There’s been many apps out for the iPad that have attempted to replace paper notebooks over the couple of years the iPad has been with us, some even by people who make the physical objects themselves, but they’ve always left me cold. “What is there such an app to get wrong?” you might enquire. Well, they typically fail in two areas: how natural it feels, and you organise your notes.

Most notebook replacement apps dive headfirst into the world of skeuomorphism - that is a fancy way of saying they try to look like the real world objects when on the screen. But this leads to issues the moment you put stylus to screen, and what comes out looks nothing like what you’d generate putting pen to paper. Rather, it looks like what you’d generate using Microsoft Paint - very simple and very artificial. Now technically, if the aim of the software is just to let you capture ideas this shouldn’t matter, but it does. If you thought your doodles were messy in your notebook, they generally look worse when drawn using one of these tools on an iPad. As a result, it was still more pleasing to sketch on paper.

Paper changes this, but putting a lot of effort into giving you a set of pens and pencils that look on screen like the real thing on paper. In fact, they look even better than someone with limited drawing talent like me could produce on paper at times - the watercolor brush really flatters the drawer, and lets you produce beautiful sketches quite quickly, which just wouldn’t be possible as quickly on paper. Unlike other apps which tended to leave me feeling like I should have just used my real notebook, Paper’s managed to make me prefer the iPad to paper for the first time for sketching.

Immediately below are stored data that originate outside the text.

PR #820, opened 2022-04-20
Fix the duplicate GitHub Actions

directionless:
I noticed that we were running twice the number of GitHub actions as expected. I believe this is because both the `push` and the `pull_request` triggers were active. This shifts them so the `push` is only on the main branches

### DIFF
--- a/.github/workflows/go.yml
+++ b/.github/workflows/go.yml
@@ -2,7 +2,7 @@ name: ci
 
 on:
   push:
-    branches: '**'
+    branches: [main, master]
   pull_request:
     branches: '**'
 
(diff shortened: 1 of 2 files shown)


blaedj (approved):

.github/workflows/go.yml
```diff
@@ -2,7 +2,7 @@ name: ci
 
 on:
   push:
-    branches: '**'
```
James-Pickett, line 5: @directionless , this means now CI will only run in my forked repo when I push to a main or master branch ... do we loose anything by having it the way it was?

directionless: It was causing two sets of tests to run on the PRs. One triggered for the push, and one triggered for the PR. 

For my branches, I usually push to a draft PR. But maybe there's a way we can get the best of both worlds. I wonder if we can specify fork names or something

PR #822, opened 2022-04-21
split pkg/osquery/runtime/runtime.go into separate files for osquery instance and runner

James-Pickett:
split pkg/osquery/runtime/runtime.go into separate files for osquery instance and runner


directionless (approved):
I didn't look too carefully, but I assume this is a straightforward moving pieces around

Issue #821, opened 2022-04-21
We should try building universal binaries in GitHub Actions


directionless:
I think recent versions of the macOS SDK include what we need to cross compile targeting m1 machines from x86. This means we should be able to get universal builds out of GitHub actions. This would be a very exciting process improvement.

This looks very hopeful:
```shell
$ uname -m
x86_64

$ CGO_ENABLED=1 GO111MODULE=on GOOS=darwin GOARCH=arm64 go build -o /tmp/launcher.arm64 ./cmd/launcher
$ file /tmp/launcher.arm64
/tmp/launcher.arm64: Mach-O 64-bit executable arm64

$ /tmp/launcher.arm64 --version
-bash: /tmp/launcher.arm64: Bad CPU type in executable
```

PR #824, opened 2022-04-22
Add macOS universal builds to GitHub Actions

directionless:
This configures GitHub actions to build the `amd64` and the `arm64` binaries, and on macOS, stitch them into a universal binary.

We do not build `arm64` on linux, because I can't get the cross compile to work properly. As the main goal here is universal mac binaries, I simply disabled that. It would be nice to loop back in the future.

There's some bonus spring cleaning around the actions file:
* Updates the go build version to match what I'm using locally
* updates some action versions
* updates the linux build machine
* Adds caching to the go dependancies (As described by the [flipt project](https://markphelps.me/posts/speed-up-your-go-builds-with-actions-cache/))

Fixes: #821

### DIFF
--- a/.github/workflows/go.yml
+++ b/.github/workflows/go.yml
@@ -43,7 +43,12 @@ jobs:
       run: make deps
 
     - name: Build
+      if: ${{ ! contains(matrix.os, 'ubuntu') }}
       run: make -j2 github-build
+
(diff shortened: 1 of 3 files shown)


James-Pickett (approved):
Nice Caching!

Paper isn’t perfect, at least not yet. For writing, it’s definitely less good. There’s a noticable lag on input at times, and this means if you write using a joined up flow quickly, it tends to miss corners out, making my already poor scrawl somewhat (ahem, more) unreadable. I’ve no idea if this is something that’ll improve over time as they get time to optimise the software, or whether it’s a hardware limitation. Either way, this means for note taking in talks, I still reach for my trusty Moleskine. It also relies on gestures for turning the page and accessing the tool palette, and these don’t quite work all the time, leading you to accidentally draw all over the page when you didn’t mean to. At which point you have to use the crazy undo two-finger-dial gesture, which doesn’t quite work for me. I do appreciate why they’ve tried to use gestures so much - Paper does benefit from not having buttons all over it, but I think they need to be a bit more obvious and a bit less error prone to convince me fully.

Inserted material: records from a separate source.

PR #827, opened 2022-04-22
Adds files and instructions for live launcher debugging with VS Code

James-Pickett:


.vscode/launch.json
```diff
@@ -0,0 +1,53 @@
...
+            "request": "launch",
+            "mode": "auto",
+            "preLaunchTask": "pre-debug",
+            "program": "${workspaceFolder}/cmd/launcher",
+            "args": [
+                "--debug",
+                "--hostname=localhost:3443",
+                "--control",
+                "--control_hostname=localhost:3443",
+                "--enroll_secret_path=${workspaceFolder}/k2_enroll_secret",
```
directionless, line 37: This all feels a little weird to me. But I'm also not sure what would be cleaner. Maybe we should ship a script to do this as a one-time setup, and then conditionalize the vscode tooling on whether it's been setup?

PR #830, opened 2022-04-26
moved enrollment mutext to lock before node key fetch in enroll func

James-Pickett:


pkg/osquery/extension.go
```diff
@@ -321,6 +321,11 @@ func (e *Extension) Enroll(ctx context.Context) (string, bool, error) {
 		return e.NodeKey, false, nil
 	}
 
+	// Only one thread should ever be allowed to attempt enrollment at the
```
directionless, line 324: I suspect we should move this above `if e.NodeKey != ""` as well.

directionless (approved):

PR #867, opened 2022-08-25
shutdown systray during auto update

James-Pickett:
added systray interrupt to launcher shutdown func called during auto updates so systray will shutdown as well


directionless (approved):
Seems like a reasonable quick PR

PR #870, opened 2022-08-27
Improve localserver id fetch timing

directionless:
To account for startup sequencing, we want to do the initial id structure population quickly. But it can slow down after an initial success. This expands the logic around how localserver to handle that case.


James-Pickett (dismissed):

directionless:
closing and re-opening to trigger a rebase and update the workflows

PR #874, opened 2022-08-31
Add request verification to localserver

directionless:
This is an implementation of signature verification on inbound requests. Instead of simply handing them to the `mux`, this creates something closer to an RPC interface. The inbound request is a `box` which is verified and re-written to a new request, before being passed to an authenticated mux.

It also brings in different server certs for production, review apps, and local development. This supports our normal developer pattern of starting a launcher for those environments. The switch between them is a simple check against hostnames, but I think it will work for now.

Organisation wise, Paper wins hands down, despite not using iPads conventional UI for such things. Instead, the clever peeps over at Fifty Three let you create a series of small notebooks, which you can flick through the pages of without having to make them full screen. This makes skim reading notebooks to find the note you’re interested in not just easy, but a pleasure to boot. I now feel happy generating a new small notebook for each talk, task, or idea (a bit like how people use Field Note Brand notebooks in the real world I guess) rather than having one massive virtual notebook, as finding what I want is no different from finding it in the real world.

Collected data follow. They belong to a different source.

PR #875, opened 2022-08-31
Add support for Windows for Desktop

James-Pickett:
* iterates over explorer.exe processes and creates a new desktop process for the owners if they don' t already have one
* consolidates some of the desktop functions


cmd/launcher/desktop/desktop.go
```diff
@@ -39,23 +40,12 @@ func handleSignals() {
...
 func exitWhenParentGone() {
-	ticker := time.NewTicker(2 * time.Second)
-	defer ticker.Stop()
-
-	f := func() {
-		if os.Getppid() <= 1 {
+	for ; true; <-time.NewTicker(2 * time.Second).C {
+		exists, err := process.PidExists(int32(os.Getppid()))
+		if err != nil || !exists {
 			fmt.Println("parent process is gone, exiting")
```
directionless, line 46: Might not be worth it, but we should probably `logger`,  and not just `fmt.Println`

ee/desktop/runtime/runner_linux.go
```diff
@@ -7,10 +7,6 @@ import (
 	"fmt"
 )
 
-func (r *DesktopUsersProcessesRunner) runConsoleUserDesktop() error {
+func (r *DesktopUsersProcessesRunner) runDesktopNative() error {
```
directionless, line 10: I find `native` somewhat misleading -- I usually use it to refer to native code and/or tools. And launcher is basically all native. (There's no emulation or VM things). I think this is about invoking it as a user? `runDesktopAsUser`, or even the old name.

ee/desktop/runtime/runner.go
```diff
@@ -109,3 +110,68 @@ func (r *DesktopUsersProcessesRunner) Interrupt(interruptError error) {
 		}
 	}
 }
+
+// waitForProcess adds 1 to DesktopUserProcessRunner.procsWg and runs a goroutine to wait on the process to exit.
+// The go routine will decrement DesktopUserProcessRunner.procsWg when it exits
+func (r *DesktopUsersProcessesRunner) waitOnProcessAsync(uid string, proc *os.Process) {
```
directionless, line 116: Is the intent here to track the processes per user?

Though somewhat elegant, one downside here is that we cannot track which process is stuck. Might still be an okay first pass.

ee/desktop/runtime/runner.go
```diff
@@ -109,3 +110,68 @@ func (r *DesktopUsersProcessesRunner) Interrupt(interruptError error) {
...
+		)
+
+		return false
+	}
+
+	// have running process
+	return true
+}
+
+func processExists(pid int) bool {
```
directionless, line 171: What's the chance of pid reuse?

ee/desktop/runtime/runner_windows.go
```diff
@@ -5,12 +5,138 @@ package runtime
...
+
+	return nil
+}
+
+// explorerProcesses returns a list of explorer processes whose
+// filepath base is "explorer.exe".
+func explorerProcesses() ([]*process.Process, error) {
+	var explorerProcs []*process.Process
+
+	procs, err := process.Processes()
```
directionless, line 73: Could use `ProcessesWithContext` with a timeout

ee/desktop/runtime/runner_test.go
```diff
@@ -20,13 +18,22 @@ import (
...
 	// To get around the issue mentioned above, build the binary first and set it's path as the executable path on the runner.
-	executablePath := filepath.Join(t.TempDir(), "desktop")
+	executablePath := filepath.Join(t.TempDir(), "desktop-test")
+
+	if runtime.GOOS == "windows" {
+		executablePath = fmt.Sprintf("%s.exe", executablePath)
+	}
+
 	err := exec.Command("go", "build", "-o", executablePath, "../../../cmd/launcher").Run()
 	require.NoError(t, err)
```
directionless, line 38: FWIW to get a useful error, I started doing things like:
```go
                                ctx, cancel := context.WithTimeout(context.Background(), 2*time.Second)
                                defer cancel()
                                cmd := exec.CommandContext(ctx, boxerRB, "encode", rubyInFile, rubyOutFile)
                                out, err := cmd.CombinedOutput()
                                require.NoError(t, err, string(out))
```

cmd/launcher/desktop/desktop.go
```diff
@@ -39,23 +40,12 @@ func handleSignals() {
 
 // continuously monitor for ppid and exit if parent process terminates
 func exitWhenParentGone() {
-	ticker := time.NewTicker(2 * time.Second)
-	defer ticker.Stop()
-
-	f := func() {
-		if os.Getppid() <= 1 {
+	for ; true; <-time.NewTicker(2 * time.Second).C {
```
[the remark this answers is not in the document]
James-Pickett: the mysterious do...while() of go =)

cmd/launcher/desktop/desktop.go
```diff
@@ -39,23 +40,12 @@ func handleSignals() {
...
+		exists, err := process.PidExists(int32(os.Getppid()))
```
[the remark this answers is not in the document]
James-Pickett: nope, nice catch, updated

ee/desktop/runtime/runner_linux.go
James-Pickett: I can see that ... maybe `runDesktopForOs` or `runDesktopForPlatform` ? I kinda wanted something call out that this func has a different definition for macos, windows, & linux, but I can't think of a good name so went back to runConsoleUserDesktop().

cmd/launcher/desktop/desktop.go
```diff
@@ -39,23 +41,22 @@ func handleSignals() {
...
+			break
+		}
 
-	for {
-		select {
-		case <-ticker.C:
-			f()
+		ctx, cancel := context.WithTimeout(context.Background(), 2*time.Second)
+		exists, err := process.PidExistsWithContext(ctx, int32(ppid))
+		cancel()
```
James-Pickett, line 53: @directionless , does this look right to you? Can't use `defer` in the for loop since it doesn't get called until the func returns.

ee/desktop/runtime/runner.go
James-Pickett: The intent here is to just wait on the process so that if it does die, the parent can clean it up and we don't get a zombie. If you wanted to test this you could not call this function then terminate the desktop process, a new one will not spin up because this one remains alive or at least undead.

I've updated the function comment with more info

The wait group was to satisfy the race detector.

ee/desktop/runtime/runner.go
James-Pickett: I don't know. I updated the func to take `*os.Process` as a param in hopes that `os.Process` tracks pid, otherwise I'm not sure how one would prevent or test for process reuse .... are you thinking we should go down the route of looking at some of the process attributes (like path?) to make sure it's actually a launcher desktop process?

ee/desktop/runtime/runner_linux.go
directionless: I would't worry about that being clear in the naming.

ee/desktop/runtime/runner.go
directionless: Old skool would be to check the path (or name), and assume it's good enough to head off a reuse issue. Probably won't be an issue for end user devices, but it was common for servers.

James-Pickett: well .... I cannot imagine how difficult it would be to debug a pid reuse issue without having a terminal to the machine so I went ahead and added some logic to track and compare the path as well

ee/desktop/runtime/runner_test.go
James-Pickett: cool, added this to tests as well as some fancy log comparison

ee/desktop/runtime/runner_windows.go
James-Pickett: done

cmd/launcher/desktop/desktop.go
James-Pickett: I prefer to kick the can on this one, there is already a lot going on in this PR and I don't see an easy way to pass any logger configs to the new process.

cmd/launcher/desktop/desktop.go
directionless: Do we care about `cancel()`? From https://pkg.go.dev/context#CancelFunc

> A CancelFunc tells an operation to abandon its work. A CancelFunc does not wait for the work to stop. A CancelFunc may be called by multiple goroutines simultaneously. After the first call, subsequent calls to a CancelFunc do nothing.

I we don't need to trigger it outside the timeout, so: `ctx, _ = context.WithTimeout(...)`

cmd/launcher/desktop/desktop.go
```diff
@@ -39,23 +41,22 @@ func handleSignals() {
...
+		if err != nil || !exists {
+			break
 		}
 	}
+
+	fmt.Println("parent process is gone, exiting")
```
directionless, line 59: println :|

ee/desktop/runtime/runner.go
```diff
@@ -31,12 +33,41 @@ type DesktopUsersProcessesRunner struct {
 	executablePath string
 }
 
+func (r *DesktopUsersProcessesRunner) addProcessForUser(uid string, osProcess *os.Process) error {
+	ctx, cancel := context.WithTimeout(context.Background(), time.Second*2)
+	defer cancel()
```
directionless, line 38: Do we need `cancel`?

ee/desktop/runtime/runner.go
```diff
@@ -31,12 +33,41 @@ type DesktopUsersProcessesRunner struct {
 	executablePath string
 }
 
+func (r *DesktopUsersProcessesRunner) addProcessForUser(uid string, osProcess *os.Process) error {
```
directionless, line 36:
```suggestion
// addProcessForUser adds process information to the internal tracking state
func (r *DesktopUsersProcessesRunner) addProcessForUser(uid string, osProcess *os.Process) error {
```

If I read this correct, it's adding the process info to the `DesktopUsersProcessesRunner` internal state? If so, a comment might help

ee/desktop/runtime/runner.go
```diff
@@ -31,12 +33,41 @@ type DesktopUsersProcessesRunner struct {
...
+	if err != nil {
+		return fmt.Errorf("creating process record: %w", err)
+	}
+
+	path, err := psutilProc.ExeWithContext(ctx)
+	if err != nil {
+		return fmt.Errorf("getting process path: %w", err)
+	}
+
+	r.uidProcs[uid] = processRecord{
```
directionless, line 50: Is this racy? I feel like modifying hashes always need a mutex.

ee/desktop/runtime/runner_test.go
```diff
@@ -19,32 +20,56 @@ import (
...
 func TestDesktopUserProcessRunner_Execute(t *testing.T) {
 	t.Parallel()
+	if runtime.GOOS == "linux" {
+		t.Skip("skipping linux test because it's not implemented")
+	}
 
 	// When running this using the golang test harness, it will leave behind process if you do not build the binary first.
 	// On mac os you can find these by setting the executable path to an empty string before running the tests, then search
 	// the processes in a terminal using: ps aux -o ppid | runtime.test after the tests have completed, you'll also see the
 	// CPU consumtion go way up.
```
directionless, line 30:
```suggestion
	// CPU consumption go way up.
```

ee/desktop/runtime/runner_test.go
```diff
@@ -80,6 +111,46 @@ func TestDesktopUserProcessRunner_Execute(t *testing.T) {
...
+						p.process.Wait()
+					}
+				}
+			})
 		})
 	}
 }
+
+// thank you zupa https://stackoverflow.com/a/36226525
+type threadSafeBuffer struct {
```
directionless, line 135: This is good to remember.

ee/desktop/runtime/runner_windows.go
```diff
@@ -4,13 +4,147 @@
...
+	"os/user"
+	"path/filepath"
+	"syscall"
+	"time"
+
+	"github.com/go-kit/kit/log/level"
+	"github.com/shirou/gopsutil/process"
 )
 
+// runDesktopNative iterates over all the current explorer processes and
```
directionless, line 20:
```suggestion
// runConsoleUserDesktop iterates over all the current explorer processes and
```

cmd/launcher/desktop/desktop.go
James-Pickett: you prefer `fmt.Print("\nparent process is gone, exiting")` or we need a logger?

directionless: I feel like we should figure out the logger before GA.

directionless: But we can not block this PR merge on it.

ee/desktop/runtime/runner.go
James-Pickett: this is actually not accessed concurrently, we iterate over users sequentially and add them here

directionless (approved):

Despite my gripes with the UI, I now use Paper and my Cosmonaut all the time, particularly for sketching out ideas for apps - UI mockups, icon designs, user flows, etc. On one hand, it seems amazing that it has taken me two years of iPad ownership to get to this position - you’d have thought this would have been cracked early on in the iPad’s life. But it just shows you how hard it is to get these things right. All the things that make Paper a joy to use - the properly simulated pens and paper and the virtual notebooks that you can skim through with ease - are all hard details to get right.

Two years seems like a long time, but I think we’re still only getting to grips with the UI challenges brought to us by the iPad. Paper is an amazing piece of engineering to solve what superficially seems a simple problem. Something to keep in mind when you specify your next project.